(WORK REQUEST): Starting with the first line, transcribe the material exactly through to the last.

(EXTRACTED ENTRIES):
=====

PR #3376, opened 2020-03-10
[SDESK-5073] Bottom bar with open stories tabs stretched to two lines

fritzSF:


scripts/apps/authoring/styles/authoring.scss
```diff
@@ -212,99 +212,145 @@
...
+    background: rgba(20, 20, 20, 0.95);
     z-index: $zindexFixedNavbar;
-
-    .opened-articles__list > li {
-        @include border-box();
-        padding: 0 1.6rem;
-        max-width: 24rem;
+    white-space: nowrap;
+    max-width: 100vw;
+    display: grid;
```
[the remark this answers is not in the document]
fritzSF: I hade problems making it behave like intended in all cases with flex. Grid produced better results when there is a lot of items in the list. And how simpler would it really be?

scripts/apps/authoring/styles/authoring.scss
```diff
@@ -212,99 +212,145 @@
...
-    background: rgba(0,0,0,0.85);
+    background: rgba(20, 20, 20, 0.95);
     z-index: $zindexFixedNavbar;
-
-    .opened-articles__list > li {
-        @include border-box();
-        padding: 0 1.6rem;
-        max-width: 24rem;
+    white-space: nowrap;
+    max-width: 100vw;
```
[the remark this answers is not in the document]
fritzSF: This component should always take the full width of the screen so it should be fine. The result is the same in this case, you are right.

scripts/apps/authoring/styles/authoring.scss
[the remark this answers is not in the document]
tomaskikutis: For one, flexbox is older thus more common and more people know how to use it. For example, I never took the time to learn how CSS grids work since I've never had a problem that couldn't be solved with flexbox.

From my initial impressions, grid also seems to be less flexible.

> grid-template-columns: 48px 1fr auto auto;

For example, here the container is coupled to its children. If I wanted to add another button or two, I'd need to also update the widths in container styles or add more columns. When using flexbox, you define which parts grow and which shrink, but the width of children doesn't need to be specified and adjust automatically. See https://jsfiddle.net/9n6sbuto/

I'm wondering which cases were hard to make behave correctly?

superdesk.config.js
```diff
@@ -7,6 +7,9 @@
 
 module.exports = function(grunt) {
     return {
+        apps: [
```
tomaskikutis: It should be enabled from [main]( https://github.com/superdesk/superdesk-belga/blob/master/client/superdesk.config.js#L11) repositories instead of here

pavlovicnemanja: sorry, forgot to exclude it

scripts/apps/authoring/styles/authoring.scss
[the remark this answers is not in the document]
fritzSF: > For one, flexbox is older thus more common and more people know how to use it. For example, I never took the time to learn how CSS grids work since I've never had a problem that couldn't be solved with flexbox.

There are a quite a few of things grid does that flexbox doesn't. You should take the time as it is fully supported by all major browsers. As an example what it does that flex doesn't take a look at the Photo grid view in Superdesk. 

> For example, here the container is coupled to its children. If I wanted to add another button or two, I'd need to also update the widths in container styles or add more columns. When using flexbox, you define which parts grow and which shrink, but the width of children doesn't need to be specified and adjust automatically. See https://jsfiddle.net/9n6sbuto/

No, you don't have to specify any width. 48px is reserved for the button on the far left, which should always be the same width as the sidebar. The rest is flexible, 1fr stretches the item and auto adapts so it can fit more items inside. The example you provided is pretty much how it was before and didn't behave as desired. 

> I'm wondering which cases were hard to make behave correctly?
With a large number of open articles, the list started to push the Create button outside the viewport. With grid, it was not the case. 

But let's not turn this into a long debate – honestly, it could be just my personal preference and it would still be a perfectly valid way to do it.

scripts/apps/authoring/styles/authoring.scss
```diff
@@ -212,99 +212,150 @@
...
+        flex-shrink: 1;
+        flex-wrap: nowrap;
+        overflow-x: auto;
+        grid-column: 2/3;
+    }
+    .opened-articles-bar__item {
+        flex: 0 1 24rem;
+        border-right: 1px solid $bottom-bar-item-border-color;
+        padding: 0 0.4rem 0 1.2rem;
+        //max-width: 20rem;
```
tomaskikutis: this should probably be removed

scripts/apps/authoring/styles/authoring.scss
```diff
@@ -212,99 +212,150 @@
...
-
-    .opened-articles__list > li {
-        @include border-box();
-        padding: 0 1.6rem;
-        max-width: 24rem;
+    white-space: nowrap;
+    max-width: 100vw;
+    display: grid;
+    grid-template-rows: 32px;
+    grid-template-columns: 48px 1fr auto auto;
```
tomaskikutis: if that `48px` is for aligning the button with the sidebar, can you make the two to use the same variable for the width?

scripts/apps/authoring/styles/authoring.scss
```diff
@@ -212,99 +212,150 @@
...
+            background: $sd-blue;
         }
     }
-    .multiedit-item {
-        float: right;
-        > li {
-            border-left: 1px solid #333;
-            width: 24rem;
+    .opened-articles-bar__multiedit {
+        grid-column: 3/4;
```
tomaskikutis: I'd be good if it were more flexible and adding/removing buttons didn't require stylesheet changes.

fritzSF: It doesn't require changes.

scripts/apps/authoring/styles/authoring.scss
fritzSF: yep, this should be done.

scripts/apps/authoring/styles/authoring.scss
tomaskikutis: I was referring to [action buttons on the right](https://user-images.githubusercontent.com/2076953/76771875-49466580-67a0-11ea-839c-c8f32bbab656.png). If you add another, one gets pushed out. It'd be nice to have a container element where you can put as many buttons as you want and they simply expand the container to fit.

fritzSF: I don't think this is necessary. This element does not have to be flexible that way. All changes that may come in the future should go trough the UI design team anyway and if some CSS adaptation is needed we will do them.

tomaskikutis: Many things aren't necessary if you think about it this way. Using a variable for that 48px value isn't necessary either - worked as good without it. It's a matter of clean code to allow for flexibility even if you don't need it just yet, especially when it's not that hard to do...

=====

(ANSWER SECTION):
PR #3376, opened 2020-03-10
[SDESK-5073] Bottom bar with open stories tabs stretched to two lines

fritzSF:


scripts/apps/authoring/styles/authoring.scss
```diff
@@ -212,99 +212,145 @@
...
+    background: rgba(20, 20, 20, 0.95);
     z-index: $zindexFixedNavbar;
-
-    .opened-articles__list > li {
-        @include border-box();
-        padding: 0 1.6rem;
-        max-width: 24rem;
+    white-space: nowrap;
+    max-width: 100vw;
+    display: grid;
```
[the remark this answers is not in the document]
fritzSF: I hade problems making it behave like intended in all cases with flex. Grid produced better results when there is a lot of items in the list. And how simpler would it really be?

scripts/apps/authoring/styles/authoring.scss
```diff
@@ -212,99 +212,145 @@
...
-    background: rgba(0,0,0,0.85);
+    background: rgba(20, 20, 20, 0.95);
     z-index: $zindexFixedNavbar;
-
-    .opened-articles__list > li {
-        @include border-box();
-        padding: 0 1.6rem;
-        max-width: 24rem;
+    white-space: nowrap;
+    max-width: 100vw;
```
[the remark this answers is not in the document]
fritzSF: This component should always take the full width of the screen so it should be fine. The result is the same in this case, you are right.

scripts/apps/authoring/styles/authoring.scss
[the remark this answers is not in the document]
tomaskikutis: For one, flexbox is older thus more common and more people know how to use it. For example, I never took the time to learn how CSS grids work since I've never had a problem that couldn't be solved with flexbox.

From my initial impressions, grid also seems to be less flexible.

> grid-template-columns: 48px 1fr auto auto;

For example, here the container is coupled to its children. If I wanted to add another button or two, I'd need to also update the widths in container styles or add more columns. When using flexbox, you define which parts grow and which shrink, but the width of children doesn't need to be specified and adjust automatically. See https://jsfiddle.net/9n6sbuto/

I'm wondering which cases were hard to make behave correctly?

superdesk.config.js
```diff
@@ -7,6 +7,9 @@
 
 module.exports = function(grunt) {
     return {
+        apps: [
```
tomaskikutis: It should be enabled from [main]( https://github.com/superdesk/superdesk-belga/blob/master/client/superdesk.config.js#L11) repositories instead of here

pavlovicnemanja: sorry, forgot to exclude it

scripts/apps/authoring/styles/authoring.scss
[the remark this answers is not in the document]
fritzSF: > For one, flexbox is older thus more common and more people know how to use it. For example, I never took the time to learn how CSS grids work since I've never had a problem that couldn't be solved with flexbox.

There are a quite a few of things grid does that flexbox doesn't. You should take the time as it is fully supported by all major browsers. As an example what it does that flex doesn't take a look at the Photo grid view in Superdesk. 

> For example, here the container is coupled to its children. If I wanted to add another button or two, I'd need to also update the widths in container styles or add more columns. When using flexbox, you define which parts grow and which shrink, but the width of children doesn't need to be specified and adjust automatically. See https://jsfiddle.net/9n6sbuto/

No, you don't have to specify any width. 48px is reserved for the button on the far left, which should always be the same width as the sidebar. The rest is flexible, 1fr stretches the item and auto adapts so it can fit more items inside. The example you provided is pretty much how it was before and didn't behave as desired. 

> I'm wondering which cases were hard to make behave correctly?
With a large number of open articles, the list started to push the Create button outside the viewport. With grid, it was not the case. 

But let's not turn this into a long debate – honestly, it could be just my personal preference and it would still be a perfectly valid way to do it.

scripts/apps/authoring/styles/authoring.scss
```diff
@@ -212,99 +212,150 @@
...
+        flex-shrink: 1;
+        flex-wrap: nowrap;
+        overflow-x: auto;
+        grid-column: 2/3;
+    }
+    .opened-articles-bar__item {
+        flex: 0 1 24rem;
+        border-right: 1px solid $bottom-bar-item-border-color;
+        padding: 0 0.4rem 0 1.2rem;
+        //max-width: 20rem;
```
tomaskikutis: this should probably be removed

scripts/apps/authoring/styles/authoring.scss
```diff
@@ -212,99 +212,150 @@
...
-
-    .opened-articles__list > li {
-        @include border-box();
-        padding: 0 1.6rem;
-        max-width: 24rem;
+    white-space: nowrap;
+    max-width: 100vw;
+    display: grid;
+    grid-template-rows: 32px;
+    grid-template-columns: 48px 1fr auto auto;
```
tomaskikutis: if that `48px` is for aligning the button with the sidebar, can you make the two to use the same variable for the width?

scripts/apps/authoring/styles/authoring.scss
```diff
@@ -212,99 +212,150 @@
...
+            background: $sd-blue;
         }
     }
-    .multiedit-item {
-        float: right;
-        > li {
-            border-left: 1px solid #333;
-            width: 24rem;
+    .opened-articles-bar__multiedit {
+        grid-column: 3/4;
```
tomaskikutis: I'd be good if it were more flexible and adding/removing buttons didn't require stylesheet changes.

fritzSF: It doesn't require changes.

scripts/apps/authoring/styles/authoring.scss
fritzSF: yep, this should be done.

scripts/apps/authoring/styles/authoring.scss
tomaskikutis: I was referring to [action buttons on the right](https://user-images.githubusercontent.com/2076953/76771875-49466580-67a0-11ea-839c-c8f32bbab656.png). If you add another, one gets pushed out. It'd be nice to have a container element where you can put as many buttons as you want and they simply expand the container to fit.

fritzSF: I don't think this is necessary. This element does not have to be flexible that way. All changes that may come in the future should go trough the UI design team anyway and if some CSS adaptation is needed we will do them.

tomaskikutis: Many things aren't necessary if you think about it this way. Using a variable for that 48px value isn't necessary either - worked as good without it. It's a matter of clean code to allow for flexibility even if you don't need it just yet, especially when it's not that hard to do...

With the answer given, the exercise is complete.